The extreme acoustic anisotropy and fast sound velocities of cubic high-pressure ice polymorphs at Mbar pressure

Abstract

We presented the experimentally determined single-crystal elasticity model of ice up to 103(3) GPa, based on the sound velocity measurements of high-P ice polymorphs within multiple diamond anvil cells using Brillouin spectroscopy. We have not observed any discontinuities of the P-wave (Vp) or S-wave (Vs) velocities over the entire P range. The elastic moduli of high-P ice show a close to linear P dependence. In comparison with the high-P silicate minerals in terrestrial planetary bodies, the Vp and Vs values of ice exceed those of both bridgmanite and ferropericlase at P > 80–90 GPa, counter-intuitively indicating that the high-P ice, if existing in the deep terrestrial planets' interior, is not a slow phase.
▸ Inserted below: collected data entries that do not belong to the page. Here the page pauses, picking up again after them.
PR #157, opened 2024-07-23
feat: Batch vote metrics (BFT-486)

aakoshh:
## What ❔

Adds metrics around the gossiping of batch votes and the storage of batches.

Added `gossip::metrics::BATCH_VOTES_METRICS`:
- [x] `committee_size` to show how many attesters we have, which can be correlated with the number of votes we receive over time. Wanted to add a weight based one as well, but not sure if counting the weights monotonically would not overflow the counter.
- [x] `votes_added` counts the votes received since start; with its rate-of-change we can get an idea of how many attesters are producing votes
- [x] `weight_added` counts the total weight of votes added since start, each normalized to [0; 1] range with the total committee weight; this way it shouldn't overflow, and its rate of growth should be 0.8-1.0 per batch.
- [x] `min_batch_number` shows the minimum batch we expect votes for; going up will indicate that QCs are formed
- [x] `last_added_vote_batch_number` is the number from the last vote we registered; apart from Byzantine votes it should average to go up as L1 batches are created and votes are received, even if a QC cannot be formed
- [x] `last_signed_batch_number` indicates that the current node is publishing its votes and keeping up with the L1 batches

Also implement metrics for the `BatchStore` similar to how the `BlockStore` has them:
- [x] `next` for `queued` and `persisted`
- [x] latencies for the `PersistedBatchStore` operations
- [x] latencies for the `wait_for_...` methods
- [x] last batch QC saved

The latencies for some of the `BatchStore` methods could potentially be less cumbersome if we used instrumentation.

## Why ❔

To make the voting process observable.


node/actors/network/src/gossip/batch_votes.rs
```diff
@@ -57,13 +72,14 @@ impl BatchVotes {
...
+    ///
     /// Returns true iff some new entry was added.
     pub(super) fn update(
         &mut self,
         attesters: &attester::Committee,
         data: &[Arc<attester::Signed<attester::Batch>>],
-    ) -> anyhow::Result<bool> {
-        let mut changed = false;
+    ) -> anyhow::Result<BatchUpdateStats> {
+        let mut stats = BatchUpdateStats::default();
```
pompon0, line 82: why not report these stats directly?

aakoshh: I made these [tests](https://github.com/matter-labs/era-consensus/blob/99df3002508d65f49ebb829b9a104dee4e577ea6/node/actors/network/src/gossip/tests/mod.rs#L611) to look for quorum and `BatchVotes` is easy to test in isolation. Adding global metrics into it feels disturbing. It even gets cloned IIRC by the subscribers. 

By contrast there is only one instance of `BatchVotesWatch` and it's meant to coordinate changes to the state by managing locks and subscriptions, so it felt like a better place to maintain the metrics. 

The [vise](https://crates.io/crates/vise) page recommends two ways to make metrics testable:
> * You may pass around references to the metric type(s) in the logic under test so that these types can be injected and then checked by tests.
> * Alternatively, your logic may produce statistics that are then reported as metrics (this may be beneficial for performance as well). In this case, produced statistics can be checked by tests

Because I didn't want to actually test that metrics are emitted, the stats approach seemed cleaner.

pompon0: ok

pompon0 (approved):

node/actors/network/src/gossip/metrics.rs
```diff
@@ -0,0 +1,37 @@
...
+    pub(crate) min_batch_number: vise::Gauge<u64>,
+
+    /// Batch number in the last vote added to the register.
+    ///
+    /// This should go up as L1 batches are created, save for any temporary
+    /// outlier from lagging attesters or ones sending votes far in the future.
+    pub(crate) last_added_vote_batch_number: vise::Gauge<u64>,
+
+    /// Batch number of the last batch signed by this attester.
+    pub(crate) last_signed_batch_number: vise::Gauge<u64>,
```
RomanBrodetski, line 33: can postpone this, but can we have a `histogram` that would show the distribution of votes delay after an l1 batch was produced?

RomanBrodetski (approved):

node/actors/network/src/gossip/metrics.rs
aakoshh: Sounds interesting, I will create a ticket for this. There are a few challenges:
* the timestamp of the batch isn't available here
* currently we can receive votes earlier than we have the batch itself, so we would have to store a timestamp with the vote, and the retrospectively emit negative latencies when the batch is produced on the local node

We can have some specific workarounds: 
* For example when the `last_signed_batch_number` above changes it can act as an approximation of when the L1 batch was produced, but it's only an approximation because it depends on the polling frequency, and also it's only available on nodes which are attesters. 
* We could observe the time elapsed between the first and last vote. For attester nodes this would indicate the speed of propagation of votes over gossip, compared to the vote produced locally, although again the local vote might come later than the first gossiped one.
* We could implement Grzegorz's idea about only gossiping votes to nodes which have indicated they have the batch already, which would deal with the negative values; this simplifies the metrics in that we don't have to buffer timestamps and observe them the first time we learn about the batch.
* We could observe the difference between `l1_batches.created_at` and `l1_batches_consensus.created_at` when we insert the QC, which would be the overall latency of gossiping votes.

aakoshh: https://linear.app/matterlabs/issue/BFT-497/add-metric-for-l1-batch-vote-latency

aakoshh:
Added the following metrics to the [Consensus](https://grafana.matterlabs.dev/d/eba66cd9-5335-4521-9777-ad34a379f35c/era-consensus?orgId=1&var-datasource=mIPIusa4k) dashboard on Grafana: 

image

The queries behind them are the following:
* `max (network_gossip_batch_votes_last_signed_batch_number) by (pod) != 0`: last vote published by attesters
* `max (zksync_consensus_storage_batch_store_last_persisted_batch_qc) by (pod)`: last batch QC saved by nodes
* `max (network_gossip_batch_votes_last_added_vote_batch_number) by (pod)`: last vote received and added by nodes
* `min (network_gossip_batch_votes_min_batch_number) by (pod)`: minimum accepted vote by node
* `max(rate(network_gossip_batch_votes_votes_added[10m]) * 600) by (pod)`: number of votes added per minute over the last 10 minutes
* `max(network_gossip_batch_votes_committee_size) by (pod)`: committee size  to compare against number of votes added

Instead, the high-P ice shows extremely strong elastic anisotropy, reaching 27% and 74% at 100 GPa for Vp and Vs, respectively. The presence of high-P ice in terrestrial planets' interior, even on a small scale may lead to the observable anisotropic signatures, such as the 25% Vs anisotropy in the deep earthquake-generating zone in subducting slabs. We anticipate our measurements to serve as an important base for explaining and modeling the geophysical observations for various types of planetary bodies.